# Salt vs Sugar Absorption Rate?



## mr t 59874

Salty bacon problem solved?

It is my understanding from a reputable source that when curing bacon, salt will be absorbed at a much faster rate than the sugar compounds.  In order for the salt and sugar to totally combine in the bacon whether in a brine or rub, it has to be given the time needed to be 100% equalized.  To remove bacon from a cure early will result in salty bacon. 

Those who are worried about there bacon being to salty if they cure for the recommended amount of time, just the opposite is happening.  Once the sugar has time to completely enter the meat, the sugar and salt compounds will work together producing a mild product.

*Update:*

We know that sugar counteracts the harshness of salt.  As salt enters meat at a faster rate than sugar, time must be given to allow the sugar to equalize with the salt within the bacon or the bacon will taste salty.

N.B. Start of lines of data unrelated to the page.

Issue #56, opened 2019-08-27
Add protocol to toggle output dpms


agx:
Since #38 doesn't deal with output DPMS it would be good to be able to toggle an output's power save mode via a wayland protocol. I have put together a prototype in phoc/phosh to see how things go:

https://source.puri.sm/Librem5/phoc/merge_requests/60/diffs#808a606abe792c793cb5ed64b63f99d6dcb86a60_77_82

If it makes sense I'd like to turn it into a wlr-output-dpms so phosh can continue to run with other compositors and other shell's/daemons don't need to grow custom protocol. In this case  should we still call it DPMS? Modern drm mostly treats it as legacy and does on/off only. However keeping different states gives the compositor more room like e.g. only turning off the backlight on `standby` and fully turning off the display pipeline on `off`. This is something e.g. needed on a phone since the time to bring back the display pipeline from off is too long when the user expects a quick unblank.

ddevault:
Do we need a whole protocol for this or can't we just update wlr-output-management?

emersion:
>Do we need a whole protocol for this or can't we just update wlr-output-management?

-1. Clients interested in output management (deamons listening to hotplugs and output configuration apps) don't intersect with clients interested in power management (e.g. swayidle). Moreover output management deals with disabled outputs, power management doesn't.

> However keeping different states gives the compositor more room like e.g. only turning off the backlight on standby and fully turning off the display pipeline on off. This is something e.g. needed on a phone since the time to bring back the display pipeline from off is too long when the user expects a quick unblank.

What would the logic be in the client to decide when to transition from suspend to off? Couldn't it be implemented in the compositor?

agx:
> What would the logic be in the client to decide when to transition from suspend to off? Couldn't it be implemented in the compositor?

I was thinking to keep policy out of the compositor (go from standby to off after n minutes, standby is enough when not running on battery, suspend faster when only background tasks are running). While all of this could be done in the compositor other systems have more knowledge about this.

emersion:
>I was thinking to keep policy out of the compositor

This makes sense, but I'm wondering whether it's fine to have suspend in a general protocol. What kind of API would the compositor have to shut down the whole display pipeline? Is this somewhat exposed via DRM?

ascent12:
I'm not really convinced about the general applicability of this. The option of having various states (e.g. affecting backlight control) is not something that applies to desktops, and as you mentioned, they are completely useless in modern DRM, which reflects how LCDs work.

[...]

PR #61, opened 2019-10-25
Add output power management protocol

agx:
This specifies how to control power management modes of outputs.

Closes: #56

### DIFF
--- a/unstable/wlr-output-power-management-unstable-v1.xml
+++ b/unstable/wlr-output-power-management-unstable-v1.xml
@@ -1,0 +1,128 @@
+<?xml version="1.0" encoding="UTF-8"?>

   Related threads:  Calculating bacon cure time using Morton[emoji]174[/emoji] Tender Quick[emoji]174[/emoji] or Sugar Cure[emoji]174[/emoji] (Plain or Smoke Flavored),  Bacon curing time using Tender Quick,    Salt vs Sugar Absobtion Rate?

Tom


----------



## kc5tpy

Hello Tom.  Another helpful thread full of good info.  Thanks.

Danny


----------



## crazymoon

Mr T., Thanks for sharing that information !


----------



## mr t 59874

Danny, CrazyMoon,  Thank you and you are welcome.

*To summarize:*   We know that sugar counteracts the harshness of salt.  As salt enters meat at a faster rate than sugar, time must be given to allow the sugar to equalize with the salt within the bacon or the bacon will taste salty.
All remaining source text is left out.